Tuesday, February 4, 2014
Malawi braces for climate change
MALAWI is said to be adapting well to changes in climatic conditions, thanks to agriculture capacity-building interventions targeting peri-urban communities in Chikhwawa and Mulanje districts, experts have said.
This was observed when University of Malawi’s Natural Resources and Environmental Centre (Narec) took Senior Programme Officer for the International Development Research Centre (IDRC)-Canada, Dr. Evance Kituyi, on a tour of projects the centre has been funding in Chikhwawa and Mulanje district. The trip also included researchers from the University of Dar Salaam’s Institute of Resource Assessment.
Kituyi said he was impressed with how Malawi was responding to the global challenge of climate change by building the capacity of people in peri-urban areas.

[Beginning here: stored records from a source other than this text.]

PR #4211, opened 2024-02-28
add task solution

MarchAlbion:
- [DEMO LINK](https://MarchAlbion.github.io/layout_stars/)
- [TEST REPORT LINK](https://MarchAlbion.github.io/layout_stars/report/html_report/)

- [X] Code follows all the [Code Style Rules ❗️](./checklist.md)

### DIFF
--- a/src/index.html
+++ b/src/index.html
@@ -9,10 +9,51 @@
     <title>Stars</title>
     <link
       rel="stylesheet"
-      href="./style.css"
+      href="./styles/style.css"
     />
   </head>
   <body>
-    <h1>Stars</h1>
+    <div class="stars stars--0">
+      <div class="stars__star"></div>
+      <div class="stars__star"></div>
+      <div class="stars__star"></div>
+      <div class="stars__star"></div>
+      <div class="stars__star"></div>
+    </div>
+    <div class="stars stars--1">
+      <div class="stars__star"></div>
+      <div class="stars__star"></div>
+      <div class="stars__star"></div>
+      <div class="stars__star"></div>
+      <div class="stars__star"></div>
+    </div>
+    <div class="stars stars--2">
+      <div class="stars__star"></div>
+      <div class="stars__star"></div>
+      <div class="stars__star"></div>
+      <div class="stars__star"></div>
+      <div class="stars__star"></div>
+    </div>
+    <div class="stars stars--3">
+      <div class="stars__star"></div>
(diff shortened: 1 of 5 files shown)


src/index.html
```diff
@@ -9,10 +9,51 @@
     <title>Stars</title>
     <link
       rel="stylesheet"
-      href="./style.css"
+      href="./styles/style.css"
     />
   </head>
   <body>
-    <h1>Stars</h1>
+    <div class="stars stars--0">
```
undeletable, line 16: Please check how class name for block with modifier should look like according to BEM. Here, it's not used as expected for all the `stars` blocks.

src/index.html
```diff
@@ -9,10 +9,51 @@
...
+      <div class="stars__star"></div>
+      <div class="stars__star"></div>
+      <div class="stars__star"></div>
+      <div class="stars__star"></div>
+      <div class="stars__star"></div>
+    </div>
+    <div class="stars stars--1">
```
undeletable, line 23: Please add empty lines between multiline sibling blocks of HTML.

src/styles/block/stars.css
```diff
@@ -0,0 +1,32 @@
...
+.stars__star {
+  background-image: url(../../images/star.svg);
+  background-repeat: no-repeat;
+  background-position: center;
+  width: 16px;
+  height: 16px;
+  margin-right: 4px;
+}
+
+.stars--1 > .stars__star:nth-child(1) {
```
undeletable, line 14: The style for this selector is the same as the following ones. They can be grouped into a single style block.

undeletable (changes requested):
The result looks fine. But please check the usage of classnames according to BEM and HTML code guidelines.

src/index.html
undeletable: UPD. Please ignore this comment. I was referring to the guideline different from the one used for the studies. I'm sorry for the confusion.

undeletable: @JohnyJDX 
According to the guideline used for the studies:
> Follow naming convention block__element--modifier

```
<div class="block-name block-name--modifier-name--modifier-value">
  <p class="block-name__element-name block-name__element-name--modifier-name">
    text
  </p>
</div>
```
So the syntax you used is correct. Please ignore the first comment of this thread. Sorry for confusion.

tiserett (approved):

PR #4234, opened 2024-03-05
add task solution

lmmaarriiaa:
- [DEMO LINK](https://lmmaarriiaa.github.io/layout_stars/)
- [TEST REPORT LINK](https://lmmaarriiaa.github.io/layout_stars/report/html_report/)

### DIFF
--- a/src/index.html
+++ b/src/index.html
@@ -13,6 +13,78 @@
     />
   </head>
   <body>
-    <h1>Stars</h1>
+    <container class="container">
+      <div class="stars stars--0">
+        <div class="stars__star"></div>
+
+        <div class="stars__star"></div>
+
+        <div class="stars__star"></div>
+
+        <div class="stars__star"></div>
+
+        <div class="stars__star"></div>
+      </div>
+
+      <div class="stars stars--1">
+        <div class="stars__star"></div>
+
+        <div class="stars__star"></div>
+
+        <div class="stars__star"></div>
+
+        <div class="stars__star"></div>
+
+        <div class="stars__star"></div>
+      </div>
+
+      <div class="stars stars--2">
+        <div class="stars__star"></div>
+
+        <div class="stars__star"></div>
+
+        <div class="stars__star"></div>
+
+        <div class="stars__star"></div>
+
+        <div class="stars__star"></div>
+      </div>
+
+      <div class="stars stars--3">
+        <div class="stars__star"></div>
+
+        <div class="stars__star"></div>
+
+        <div class="stars__star"></div>
+
+        <div class="stars__star"></div>
+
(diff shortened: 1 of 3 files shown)


src/style.css
```diff
@@ -1 +1,39 @@
-/* add styles here */
+html {
+  --star: url(/src/images/star.svg);
```
mshepel, line 2: Using CSS variables - nice!

src/index.html
```diff
@@ -13,6 +13,78 @@
     />
   </head>
   <body>
-    <h1>Stars</h1>
+    <container class="container">
+      <div class="stars stars--0">
+        <div class="stars__star"></div>
+
```
mshepel, line 19: We don't need empty lines between `stars__star` elements. According to the guideline, they should be added between multiline siblings - and `stars__star` are single-line.

undeletable, line 19: We don't need empty lines between stars__star elements. According to the guideline, they should be added between multiline siblings - and stars__star are single-line.

src/style.css
undeletable, line 2: Using CSS variables - nice!

src/style.css
```diff
@@ -1 +1,39 @@
...
+  --star-activated: url(/src/images/star-active.svg);
+}
+
+body {
+  margin: 0;
+}
+
+.container {
```
undeletable, line 10: According to the task conditions, each BEM block should have its separate CSS file. You have two BEM blocks defined, but place all the styles in the single file.

src/index.html
```diff
@@ -13,6 +13,78 @@
     />
   </head>
   <body>
-    <h1>Stars</h1>
+    <container class="container">
```
undeletable, line 16: `container` is not a valid HTML tag. Please use a different tag.

src/style.css
```diff
@@ -1 +1,39 @@
...
+  height: 16px;
+  width: 16px;
+  margin-left: 4px;
+}
+
+.stars__star:first-child {
+  margin: 0;
+}
+
+.stars--1 .stars__star:nth-child(-n + 1),
```
undeletable, line 33: According to the conditions, yellow stars should be added using container modifier + pseudo-selector only, without extra classes. So `.stars__star` should not be a part of these selectors.

undeletable (changes requested):
The result is nice, but some changes are needed for compliance with checklist and guidelines.

lmmaarriiaa:
> The result is nice, but some changes are needed for compliance with checklist and guidelines.

Thank you for your feedback! I`ll try to fix everything

mrkovaliv (approved):
Nice work 👍

PR #4242, opened 2024-03-06
add task solution

Follder:


undeletable:
Please perform the steps mentioned in [the checklist for this task](https://github.com/mate-academy/layout_stars?tab=readme-ov-file#checklist).

src/style.css
```diff
@@ -1 +1,32 @@
...
+  padding: 22px;
+  display: flex;
+  flex-direction: column;
+  justify-content: space-between;
+
+  height: 116px;
+  width: 96px;
+}
+
+.stars {
```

“While we all realise that climate change has started to devastate communities the world over, as erratic rains continue to pose food security challenges, it is pleasing that communities in Malawi have started adapting to the phenomenon,” Kituyi said.
Kituyi said countries need to scale-up climate change mitigation interventions to avoid perpetuating resource disparities between the poor and the rich.
Among other interventions focusing on horticulture, Narec has been working with institutions such as Bvumbwe Research Station, a development that has enabled it introduce vegetable crops such as cabbage and onions in Chikhwawa, and winter cropping and vertical gardening in Mulanje.
While community members have been working through farmers’ clubs, some individual farmers have adopted the new technological innovations and have seen their incomes prop up by applying the new methods in their individual plots.
National team leader for Climate Change Adaptation in Africa (ACAA) Peri-Urban Inter-dependence Climate Change Project, Miriam Joshua, said appropriate use of technology, improved knowledge on financial transactions, and introduction of new crops have improved the financial and food security situation at the household level.
“We have built the capacity of farmers in adapting to climate change with the aim of helping them sustain (crop) production and save money. We have targeted peri-urban communities deliberately because we know that most projects target urban areas, and this renders peri-urban communities vulnerableto climate shocks,” Joshua said.
Joshua said, however, that, by improving the amount of disposable income among farmers, the initiative could also stem urban migration, which causes brain-drain in rural areas as sharp minds flock to cities such as Mzuzu, Lilongwe, Blantyre and Zomba.